Do It Again

June 17, 2026

In the film Awakenings — based on a true story — a doctor uses an experimental drug to awaken patients who have spent decades in a catatonic, sleep-like state. The first patient to respond is a man named Leonard, who has been essentially absent from his own life for thirty years.

In one scene, Leonard calls the doctor in the middle of the night — he has to talk to him, right now. The doctor rushes over. And Leonard, barely able to contain himself, holds up a newspaper and says:

"Read the newspaper. See what they say — all bad, it's all bad. People have forgotten what life is about. They've forgotten what it is to be alive. They need to be reminded. They need to be reminded about what they have and what they can lose. What I feel is the joy of life, the gift of life, the freedom of life, the wonderment of life!"

Somewhere along the way, most of us lose that. Not all at once — gradually, imperceptibly. The wonder gets worn down by familiarity. The gift gets obscured by routine. We stop noticing.

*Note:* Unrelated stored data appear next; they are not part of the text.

PR #369, opened 2021-02-16
Adds coordinate utility unit tests

Crafty15:
- Added unit tests for the coordinate functions 
- uses catch2's BDD style macros. 
- Plz guys it's been 2 years :rofl:


shared/tests/utility/math/docs/cartesianToSpherical.m
```diff
@@ -0,0 +1,17 @@
+function conversion = cartesianToSpherical(inputVec)
```
KipHamiltons, line 1: Ahh, there has been a miscommunication from my end! When I was saying we want to use matlab for our ground truth, what I meant was we should use the matlab builtin functions which do these. So instead of implementing a function which does the same thing on matlab, use their standard library versions [(here's this example)](https://au.mathworks.com/help/matlab/ref/sph2cart.html) for these functions.
Our reasoning is that matlab should certainly have rock solid implementations for these functions (because they're common functions), so we want to match _their_ implementation closely.

My bad for poorly communicating that to you!

shared/tests/utility/math/docs/genValsInRange.m
```diff
@@ -0,0 +1,6 @@
+function randVals = genValsInRange(min, max, total, cols)
+%This function generates random values in the given range
+%params: min = lower val, max = upper val, total = total numbers generated
+% cols = number of columns (use this for vectors etc)
+randVals = (max - min).*rand(total,cols) + min;
```
KipHamiltons, line 5: If we're not giving matlab a random seed, won't this produce different values each time? I think it would be good if this set the seed, or at least commented, noting the seed which produced the values used in the final tests.

shared/tests/utility/math/docs/README.txt
```diff
@@ -0,0 +1,14 @@
+The files in this folder contain the same input data used in TestCoordinates.cpp along with some matlab scripts that perform the same calculations found in coordinates.h
+The output from matlab is used to validate the coordinates.h calculations in the NUBOTS codebase.
+Test input data can be found in both matlab and c++ formats. The matlab format data is passed into the functions starting with calc_****.m to produce the output data.
+Test output data provided is in a cpp format.
+
+NOTE: During initial testing when values at the extremes of the data types domain, DBL_MAX and DBL_MIN, were found to cause inf return values when passed to the functions
```
KipHamiltons, line 6: did `DBL_MIN` give `inf` return values? wtf?

shared/tests/utility/math/docs/README.txt
```diff
@@ -0,0 +1,14 @@
...
+being tested. While normally some measures would have been put in place to handle this, it was determined that the performance impact would be to great, and that these values won't be
+possible during normal operation.
```
KipHamiltons, line 8: Noting here as well that it's not that the values aren't possible, it's more that we're assuming they won't happen.

shared/tests/utility/math/docs/README.txt
```diff
@@ -0,0 +1,14 @@
+The files in this folder contain the same input data used in TestCoordinates.cpp along with some matlab scripts that perform the same calculations found in coordinates.h
+The output from matlab is used to validate the coordinates.h calculations in the NUBOTS codebase.
+Test input data can be found in both matlab and c++ formats. The matlab format data is passed into the functions starting with calc_****.m to produce the output data.
+Test output data provided is in a cpp format.
+
+NOTE: During initial testing when values at the extremes of the data types domain, DBL_MAX and DBL_MIN, were found to cause inf return values when passed to the functions
+being tested. While normally some measures would have been put in place to handle this, it was determined that the performance impact would be to great, and that these values won't be
```
KipHamiltons, line 7: Name the `functions being tested` so that future code readers know what this refers to.

shared/tests/utility/math/docs/README.txt
```diff
@@ -0,0 +1,14 @@
...
+possible during normal operation.
+The maximum test values that were determined to be safe are:
+TEST_DBL_MAX    = 5.9667e+153;
+TEST_DBL_MIN    = 1.4853e-307;
+
+The values returned compared to the pre-calculated values should be within the error threshold:
+ERROR_THRESHOLD = 1e-6;
```
KipHamiltons, line 14: Didn't this change to being a percentage threshold, rather than an absolute threshold?

shared/tests/utility/math/docs/cartesianToSpherical.m
KipHamiltons: Also, the scripts that remain should be placed in a subfolder of this one I think

shared/tests/utility/math/docs/genValsInRange.m
```diff
@@ -0,0 +1,6 @@
+function randVals = genValsInRange(min, max, total, cols)
+%This function generates random values in the given range
+%params: min = lower val, max = upper val, total = total numbers generated
```
KipHamiltons, line 3: I would suggest putting the params on separate lines in this comment. On one line, it's a little harder for me to parse than I think it could be

KipHamiltons (changes requested):
First impressions. I haven't looked at the actual test file yet, but there is some stuff to look at otherwise.

A question as well: what's the thinking behind having the text files duplicating the test data?

shared/utility/math/coordinates.hpp
```diff
@@ -17,8 +17,8 @@
  * Copyright 2013 NUbots <nubots@nubots.net>
  */
 
-#ifndef UTILITY_MATH_COORDINATES_HPP
-#define UTILITY_MATH_COORDINATES_HPP
+#ifndef UTILITY_MATH_COORDINATES_H
+#define UTILITY_MATH_COORDINATES_H
```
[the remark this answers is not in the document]
Crafty15: I changed this to resolve a conflict on advice from Ysobel. The .h files were changed to .hpp while i was working on my branch.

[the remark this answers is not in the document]
ysims: This isn't a change as such, as it is something that didn't get fixed after the merge. You'll want to change it from H to HPP in all cases. Just an annoying thing from the H to HPP change, that is in all branches older than that commit.

shared/tests/utility/math/docs/genValsInRange.m
Crafty15: Hmmm, yes. I didn't think of using a seed. I was only accounting for if someone wanted to regen a new set. The extra copies of the test data were included in the docs folder in case of an accidental deletion or something. If we want it to make the same data each time i'm happy to work on it further though.

shared/tests/utility/math/docs/cartesianToSpherical.m
Crafty15: That makes sense! Shouldn't be a big change. I'll sort that out.

shared/tests/utility/math/docs/genValsInRange.m
KipHamiltons: Since you have it committed to git, there's no need to worry about accidental deletion. And, now that a commit with the data been pushed to the remote repo (and thus to the github servers), the information will live on as long as the repo does, accessible basically forever, through that commit.

shared/tests/utility/math/docs/calc_spherToCart.m
```diff
@@ -0,0 +1,9 @@
+%%
+% 
+%  PREFORMATTED
```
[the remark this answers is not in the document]
Crafty15: I think that happens when matlab generates a function template. I'll tidy all this up as i implement the build in functions.

shared/tests/utility/math/docs/README.txt
Crafty15: Yep. That change happened further down where instead of just comparing the difference between the pre-calc value and the method result in the REQUIRE statement, i used Approx(cart_compare.x()).epsilon(ERROR_THRESHOLD).

KipHamiltons: I think this comment in this readme could reflect that we have opted to use a percentage threshold (and also even any reasoning behind that threshold or why we used percentages, if you think that could be useful to future maintainers?)

shared/tests/utility/math/docs/README.txt
Crafty15: I'm going to have to double check this.

shared/tests/utility/math/docs/README.txt
```diff
@@ -0,0 +1,14 @@
+The files in this folder contain the same input data used in TestCoordinates.cpp along with some matlab scripts that perform the same calculations found in coordinates.h
```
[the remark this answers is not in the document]
Crafty15: Good call! I'll do that.

shared/tests/utility/math/docs/cartesianToSpherical.m
Crafty15: For the record, pretty sure you did say "built in functions" but i was thinking of trig functions.

.devcontainer.json
```diff
@@ -4,7 +4,8 @@
   "image": "nubots:generic",
```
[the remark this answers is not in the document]
TrentHouliston: Not only that but these changes are a move backwards

shared/tests/utility/math/TestCoordinates.cpp
```diff
@@ -0,0 +1,1029 @@
...
+ * Test value domain to stay between the values of TEST_DBL_MAX = 5.9667e+153, and TEST_DBL_MIN = 1.4853e-307
+ * This means the usual domain edge cases - DBL_MAX and DBL_MIN - have been left out or replaced. It has been determined
+ * that inputs approaching these edge cases will not be possible in normal operation. See coordinates.h comments for
+ * more details.
+ * @author Liam Craft
+ */
+
+static constexpr double ERROR_THRESHOLD = 1e-6;
+static constexpr double TEST_DBL_MAX    = 5.9667e+153;
+static constexpr double TEST_DBL_MIN    = 1.4853e-307;
```
TrentHouliston, line 43: For each of these constants, you should try to get them from limits if you can.
e.g. `std::numeric_limits<double>::max()` and `std::numeric_limits<double>::lowest()` etc.
Also when you're doing tests to make sure floating point error hasn't grown enough instead of using a fixed number like 1e-6 for the error threshold, you should be checking against machine epsilon.

Have a look at https://en.cppreference.com/w/cpp/types/numeric_limits/epsilon
Basically, the error you should expect in a set of floating-point operations is related to the size of the two numbers, as well as how many operations you are doing on them.

shared/tests/utility/math/TestCoordinates.cpp
```diff
@@ -0,0 +1,1029 @@
...
+
+
+/** Cartesian test coords */
+static const std::array<Eigen::Vector3d, 200> cart_coords = {
+    Eigen::Vector3d(-0.492109181440401e+19, -0.080404385128274e+19, -1.673196359027018e+19),
```
TrentHouliston, line 48: If you have large sets of data like this in tests, it's generally best practice to separate the "logic" from the "data".
Put these constant sets into other files and include them. That way the logic of the test is clear in one file without getting hidden with large amounts of data like this.

shared/tests/utility/math/docs/README.txt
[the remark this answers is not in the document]
TrentHouliston: If you want to see what markdown is supported within here you should look at github flavoured markdown, as that's what it will be rendered with https://github.github.com/gfm/

shared/tests/utility/math/docs/README.txt
TrentHouliston: The extremely large and small numbers will often cause numerical instability. I'm not sure it makes sense to use them in lots of these tests as you will get nonsensical results. You should mainly make sure that values that are within our domain and range end up with sensible answers.

shared/tests/utility/math/docs/README.txt
TrentHouliston: Read the information about https://en.cppreference.com/w/cpp/types/numeric_limits/epsilon which will help you write about how you should be testing. It shouldn't be a percentage error or an absolute error per say. It should be an error based on the machine epsilon (which is based on the relative magnitude of the numbers in the operation)

shared/tests/utility/math/docs/calc_spherToCart.m
```diff
@@ -0,0 +1,9 @@
...
+%  TEXT
+% 
+function out = calc_spherToCart(spher_coords)
+for i = 1 : length(spher_coords)
+    disp(sphericalToCartesian(spher_coords(i,:)));
+end
```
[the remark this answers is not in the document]
TrentHouliston: Our vscode should be putting that in if you save the file in vscode :)

shared/tests/utility/math/docs/cart_coords_in_cpp.txt
```diff
@@ -0,0 +1,200 @@
+Eigen::Vector3d(-0.492109181440401e+19, -0.080404385128274e+19, -1.673196359027018e+19),
```
TrentHouliston, line 1: What is the purpose of this file?
I'd recommend either making it a csv file or not having it at all.
likewise for the others

shared/tests/utility/math/docs/spher_coords_cpp.txt
```diff
@@ -0,0 +1,256 @@
+Eigen::Matrix<double, 3, 1>(-5, 0, 0),
```
TrentHouliston, line 1: I'd recommend removing these files as they clutter up the repo and don't add much. The scripts that made them are an important part. In general, you don't ever want to commit anything that was generated as it's fragile.

TrentHouliston (commented):
Some review comments

shared/tests/utility/math/docs/README.txt
KipHamiltons: This begs the question - how do we define or find out what our domain and range are for a given module?

shared/tests/utility/math/TestCoordinates.cpp
KipHamiltons: two questions I have, having read your comment and that page:

1. How would you suggest to take into account how many operations are being done on the floats?
2. In that cppreference example, it has multiplies by a ULP==2. Looking at the [wiki page for ULP](https://en.wikipedia.org/wiki/Unit_in_the_last_place), it has examples which are more like 2^{-51} or 2^{-53}, which makes a lot of sense based on that definition of ULP. Using 2^{-51} where cppreference has used what they're calling `ulp` would certainly cause underflow though, because machine epsilon * 2^{-53} will obviously underflow. Should we disregard that term from the calculation entirely, or simply always use "2" as in their example, or some other approach entirely? It seems like I am probably misunderstanding what cppreference means when it says `ulp`

shared/tests/utility/math/docs/cart_coords_in_cpp.txt
KipHamiltons: Would it be worth making a utility for parsing csv files of test data? This will probably be a recurring theme as we develop more test files

shared/tests/utility/math/TestCoordinates.cpp
TrentHouliston: Sometimes it's hard to know exactly how many operations are being done on a float. But what you'll see is that each operation will have a particular error in regards to units in the last place. Most of the time the error will be <= 0.5 ULP. If you look up documentation you can find out what exactly the expected ULP error is for any operation you're doing.

As for what it means in general since you're dealing with floating-point numbers there isn't a single "error" value that you can reliably use. You can think of floating-point numbers being scientific notation with a particular number of decimal places. So every time you do a maths operation the amount of error you gain is related to the relative magnitudes of numbers. So as an example, if you had a "float" that held 5 significant figures you might have 5.0000e10 So checking your error is less than 1e-6 doesn't make sense as the smallest possible number difference would be 5.0001e10. 1e-6 is smaller than the smallest increment you could do to that number. That's what the machine epsilon is designed to help represent, the smallest "step" you can possibly take based on the magnitude of the numbers involved. So when you're checking for error and how accurate your calculations are, you should use epsilon in order to work out how many units in the last place you want to be accurate to. From our example, that's equivalent to how many significant figures you want to be accurate too. Because you're dealing with binary though it's more like how many bits of error you want to be able to have.

This is also why if you're ever doing some maths operations and you have some large numbers and small numbers, sometimes it's beneficial to rearrange your functions so you only ever do operations on numbers of similar magnitude because large and small numbers together can result in numerical instability due to the operation being unable to represent the small changes in a large number.

shared/tests/utility/math/docs/cart_coords_in_cpp.txt
TrentHouliston: It might be a good idea, the hardest part of all this is where to put it all. I'm not convinced that the doc folder belongs here with the code in the first place

shared/tests/utility/math/TestCoordinates.cpp
TrentHouliston: Also as one more example as to where this can get weird. Imagine you were testing a `sin` function and you decided that 1e-6 was a good threshold for checking. Because of how ULP works, if you stuck a number that was smaller than 1e-6 into the sin function (say 1-e10), your error is much much lower than 1e-6 because the relative scales of the two numbers is smaller. Likewise, when you stick a big number into sin your error will be larger

KipHamiltons: Roger that. We'll roll with 2 for now 👍

KipHamiltons: wouldn't that sine example be covered by the `std::fabs(input)` term in their example though?

TrentHouliston: So for a more concrete example if you had a ground truth for v for `sin(1e-10) == v`, your error in those two would be much less than 1e-6. But then if you did `sin(5) == v` you could have a much higher error as the magnitude of the numbers is larger. When you're testing floating point error all you have is ULP because smaller numbers have the same number of ULP error even though they have smaller absolute error.

shared/tests/utility/math/TestCoordinates.cpp
```diff
@@ -0,0 +1,1029 @@
...
+        Eigen::Vector3d cart_input   = cart_coords[i];
+        Eigen::Vector3d cart_compare = cartToSpher_results[i];
+        Eigen::Vector3d spher_result = utility::math::coordinates::cartesianToSpherical(cart_input);
+        Approx epsilon_x             = Approx(cart_compare.x()).epsilon(ERROR_THRESHOLD);
+        Approx epsilon_y             = Approx(cart_compare.y()).epsilon(ERROR_THRESHOLD);
+        Approx epsilon_z             = Approx(cart_compare.z()).epsilon(ERROR_THRESHOLD);
+        //***Output table***
+        INFO(fmt::format("{:*^50}", "Calculating Spherical coordinates for the origin"));
+        INFO(fmt::format("{:-^50}", ""));
+        INFO(fmt::format("Input:\n x = {}\n y = {}\n z = {}", cart_input.x(), cart_input.y(), cart_input.z()));
```
Bidski, line 967: 99% sure that if you use [fmt ostream](https://fmt.dev/latest/api.html#ostream-api) you cant print `Eigen` vectors and matrices directly (might need to add a transpose as well)
```suggestion
        INFO(fmt::format("Input: {}", cart_input.tranpose()));
```

shared/tests/utility/math/TestCoordinates.cpp
```diff
@@ -0,0 +1,1029 @@
...
+}
+
+/** Test sphericalToCartesian conversion */
+TEST_CASE("Test coordinate conversion - Spherical to cartesian.", "[utility][math][coordinates]") {
+    INFO(fmt::format("{:*^50}", "Calculating cartesian coordinates for the origin"));
+
+    for (size_t i = 0; i < spher_coords.size(); i++) {
+        Eigen::Matrix<double, 3, 1> spher_input   = spher_coords[i];
+        Eigen::Matrix<double, 3, 1> spher_compare = spherToCart_results[i];
+        Eigen::Matrix<double, 3, 1> cart_result   = Eigen::Matrix<double, 3, 1>(0, 0, 0);
```
Bidski, line 996:
```suggestion
        Eigen::Vector3d spher_input   = spher_coords[i];
        Eigen::Vector3d spher_compare = spherToCart_results[i];
        Eigen::Vector3d cart_result   = Eigen::Vector3d::Zero();
```

shared/tests/utility/math/docs/cartesianToSpherical.m
Bidski: Is there a Python implementation of these functions? Considering the majority of our code base is C++/Python it would be nicer if we could stick to those languages as much as possible

shared/utility/math/coordinates.hpp
```diff
@@ -33,6 +33,10 @@ namespace math {
      * (r,phi,theta) represent radial distance, bearing (counter-clockwise from x-axis in xy-plane) and elevation
      * (measured from the xy plane) (in radians)
      * @author Alex Biddulph
+     *
+     * NOTE: Some of the functions below lack mechanisms to deal with large input values that would lead to
+     * infinite return values. This has been noted during testing and it has been determined that during
+     * normal operation, such values won't be possible.
```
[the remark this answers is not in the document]
Bidski: I would actually duplicate this comment for each offending function. Make it explicit with maybe a pre-/post-condition style comment for each function

Bidski (changes requested):

shared/tests/utility/math/docs/cartesianToSpherical.m
KipHamiltons: I have found a python implementation in `astropy` - I think it uses another convention though. That means the results it gives would need to be permuted before we used them, which is fine, but certainly worth noting if that's what you think we should go for.

shared/utility/math/coordinates.hpp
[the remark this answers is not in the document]
Crafty15: Removed these comments completely. It was early days so i was explaining things to myself. Probably TMI i think.

shared/tests/utility/math/docs/README.txt
Crafty15: Removed TMI comments

shared/tests/utility/math/TestCoordinates.cpp
Crafty15: Good call. We implemented these changes promptly.....

shared/utility/math/coordinates.hpp
```diff
@@ -121,4 +153,4 @@ namespace math {
 }  // namespace utility
 
 
-#endif  // UTILITY_MATH_COORDINATES_HPP
+#endif  // UTILITY_MATH_COORDINATES_H
```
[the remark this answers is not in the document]
KipHamiltons: We still don't want to change this :P

shared/tests/utility/math/TestCoordinates.cpp
```diff
@@ -0,0 +1,125 @@
...
+                    INFO("Expected epsilon x value: " << epsilon_x.toString());
+
+                    INFO("Calculated y value: " << result.y());
+                    INFO("Expected y value: " << cart_to_spher_expected.at(i).y());
+                    INFO("Expected epsilon y value: " << epsilon_y.toString());
+
+                    INFO("Calculated z value: " << result.z());
+                    INFO("Expected z value: " << cart_to_spher_expected.at(i).z());
+                    INFO("Expected epsilon z value: " << epsilon_z.toString());
+                    INFO("Failed test value at index: " << i);
```
KipHamiltons, line 78: Given that these can be printed on success, it's probably worth changing these `INFO`'s which reference failure as if it did fail.

shared/tests/utility/math/TestCoordinates.cpp
```diff
@@ -0,0 +1,125 @@
...
+                    INFO("Expected epsilon x value: " << epsilon_x.toString());
+
+                    INFO("Calculated y value: " << result.y());
+                    INFO("Expected y value: " << spher_to_cart_expected.at(i).y());
+                    INFO("Expected epsilon y value: " << epsilon_y.toString());
+
+                    INFO("Calculated z value: " << result.z());
+                    INFO("Expected z value: " << spher_to_cart_expected.at(i).z());
+                    INFO("Expected epsilon z value: " << epsilon_z.toString());
+                    INFO("Failed test value at index: " << i);
```
KipHamiltons, line 116: Same here

shared/tests/utility/math/TestCoordinates.cpp
```diff
@@ -0,0 +1,125 @@
...
+            resolve_expression<Eigen::Vector3d, 200>(test_values["cartesianInput"]);
+        // cart to spher results
+        static const std::array<Eigen::Vector3d, 200> cart_to_spher_expected =
+            resolve_expression<Eigen::Vector3d, 200>(test_values["cartToSpher_results"]);
+        for (size_t i = 0; i < cart_coords.size(); i++) {
+            WHEN("Cartesian coordinates are converted to spherical coordinates") {
+                static const Eigen::Vector3d result = cartesianToSpherical(cart_coords.at(i));
+                THEN("The results of the calculation should be approximately equal to the expected values") {
+                    // NOTE:We use approx because floating points dont like being compared
+                    // at the epsilon value of the expected results
```
KipHamiltons, line 62: I don't quite understand this comment. What do you mean by "at the epsilon value of the expected results"? I piece together you're referring to the return value of the `Approx(<thing>).epsilon(ERROR_THRESHOLD)`, but calling it the `epsilon value of the expected results` confuses me. Naming these variables `epsilon_<letter>` confuses me too, since catch's name for the `epsilon` function itself seems like a misnomer (on catch's behalf) to me.

KipHamiltons (commented):
This is really clean! Nice job. 

Sidenote: We talked a while ago about adding a readme or comment somewhere nearby to test data which detailed how inputs were generated and how the ground truth was generated/checked, so that future people could verify, regenerate, or build upon it. Do you think we could include something like that here?

shared/tests/utility/math/TestCoordinates.cpp
Crafty15: Yeah i don't understand it either. Looks like i deleted a line in the middle or something.

shared/utility/math/coordinates.hpp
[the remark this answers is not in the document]
Crafty15: I can't even remember why. Just to clarify, HPP, right?

shared/tests/data/CoordinateTests.yaml
```diff
@@ -0,0 +1,843 @@
...
+  - [-5, 0, 0]
+  - [-1.4853e-307, 0, 0]
+  - [0, 0, 0]
+  - [1.4853e-307, 0, 0]
+  - [1, 0, 0]
+  - [-5, 1.5707963267948966, 0]
+  - [-5, 0, 1.5707963267948966]
+  - [-5, 1.5707963267948966, 1.5707963267948966]
+  - [-1.4853e-307, 1.5707963267948966, 0]
+  # - [-1.4853e-307, 0, 1.5707963267948966]
```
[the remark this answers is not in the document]
Crafty15: > This is really clean! Nice job.
> 
> Sidenote: We talked a while ago about adding a readme or comment somewhere nearby to test data which detailed how inputs were generated and how the ground truth was generated/checked, so that future people could verify, regenerate, or build upon it. Do you think we could include something like that here?

Yeah for sure. I'll whip something up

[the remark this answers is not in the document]
Crafty15: > 

Yeah something didn't like them. I think it was the yaml cpp. I've completely removed them.

shared/utility/math/coordinates.hpp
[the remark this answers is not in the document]
KipHamiltons: Yep. It's the same as the filename (basically ;P )

KipHamiltons:
Once you add in how you generated the test data (and fix that macroguard ;p ), this LGTM :grin:

ysims:
@Crafty15 did you wanna fix this up and convert to non-draft PR? Looks like it's pretty much done.

Crafty15:
> @Crafty15 did you wanna fix this up and convert to non-draft PR? Looks like it's pretty much done.

Will do

shared/tests/data/README.md
```diff
@@ -0,0 +1,5 @@
+# Generating test data
+
+The input data used in these tests was generated using the random number generator functions in the [NumPy](https://github.com/numpy/numpy) python library.
+
+The expected results were calculated using the coordinate conversion functions found in the [astropy](https://github.com/astropy/astropy) python library.
```
ysims, line 5: Should specify which tests/config files these apply to.

shared/tests/utility/math/TestCoordinates.cpp
```diff
@@ -0,0 +1,134 @@
...
+ *
+ * The NUbots Codebase is distributed in the hope that it will be useful,
+ * but WITHOUT ANY WARRANTY; without even the implied warranty of
+ * MERCHANTABILITY or FITNESS FOR A PARTICULAR PURPOSE.  See the
+ * GNU General Public License for more details.
+ *
+ * You should have received a copy of the GNU General Public License
+ * along with the NUbots Codebase.  If not, see <http://www.gnu.org/licenses/>.
+ *
+ * Copyright 2021 NUbots <nubots@nubots.net>
```
ysims, line 17:
```suggestion
 * Copyright 2022 NUbots <nubots@nubots.net>
```

shared/tests/utility/math/TestCoordinates.cpp
```diff
@@ -0,0 +1,134 @@
...
+static constexpr double ERROR_THRESHOLD = 1e-6;
+
+/** Test Data */
+static const YAML::Node test_values = YAML::LoadFile("tests/CoordinateTests.yaml");
+
+// cartesian to spherical
+SCENARIO("Cartesian coordinates can be converted to spherical coordinates", "[utility][math][coordinates]") {
+    GIVEN("A set of cartesian coordinates and a set of expected values") {
+        // cart input
+        static const std::array<Eigen::Vector3d, 200> cart_coords =
```
ysims, line 52: Might be good to specify the number of points in the yaml file instead of hardcoding here? or use an `std::vector` if possible?

shared/tests/utility/math/TestCoordinates.cpp
```diff
@@ -0,0 +1,134 @@
...
+            }
+        }
+    }
+}
+
+// spherical to cartesian
+SCENARIO("Spherical coordinates can be converted to cartesian coordinates", "[utility][math][coordinates]") {
+    GIVEN("A set of spherical coordinates and a set of expected values") {
+        // spherical input
+        static const std::array<Eigen::Vector3d, 210> spher_coords =
```
ysims, line 96: and here

shared/tests/utility/math/TestCoordinates.cpp
KipHamiltons: Just for my curiosity - what's the advantage of that?

ysims: new set of data?

KipHamiltons: IIRC, the blame is on me for using an array here. I guess I figured that if you know the size at compile time and it doesn't change, it should be an array, but (at the risk of speaking for Liam here) I would be totally fine with vector here  if you think that's better (I don't think you can use a std::array with a dynamic size/a size only found at runtime).

Crafty15: Doesn't bother me either way. Might be cleaner with a vector

shared/tests/utility/math/TestCoordinates.cpp
Crafty15: lol, i forgot to scroll down

TrentHouliston (approved):

ysims (approved):
Seems good

KipHamiltons (approved):

Bidski (changes requested):
You should add an extra test that randomly generates cartesian coordinates then tries to round trip them (`cart -> spherical -> cart -> spherical`) and then check that the two `cart`s are equal and the two `spherical` are equal. This will let us know that the functions are inverses of each other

The philosopher G.K. Chesterton wrote about children and their insistence on repetition — "Do it again! Do it again!" — and suggested that what looks like simple immaturity might actually be closer to the divine:

"It may be that God makes every daisy separately but has never gotten tired of making them. It may be that he has the eternal appetite of infancy. For we have sinned and grown old — and our Father is younger than we."

Jesus said that the kingdom of God belongs to those who receive it as a child. Wide-eyed. Wondering. Awake to the gift of being alive.

What would it take today to see your life the way Leonard saw his — as something precious, something worth exclaiming over, something you don't want to sleep through?

Prayer: Loving God, wake us up. Open our eyes to the gifts we have grown too familiar to notice — the ordinary miracles of this day, this life, this breath. Give us back something of that wide-eyed wonder that greets the world as the gift it is. And may that wonder draw us closer to you — the one who makes every daisy, and has never once grown tired of it. We ask in Jesus' name. Amen.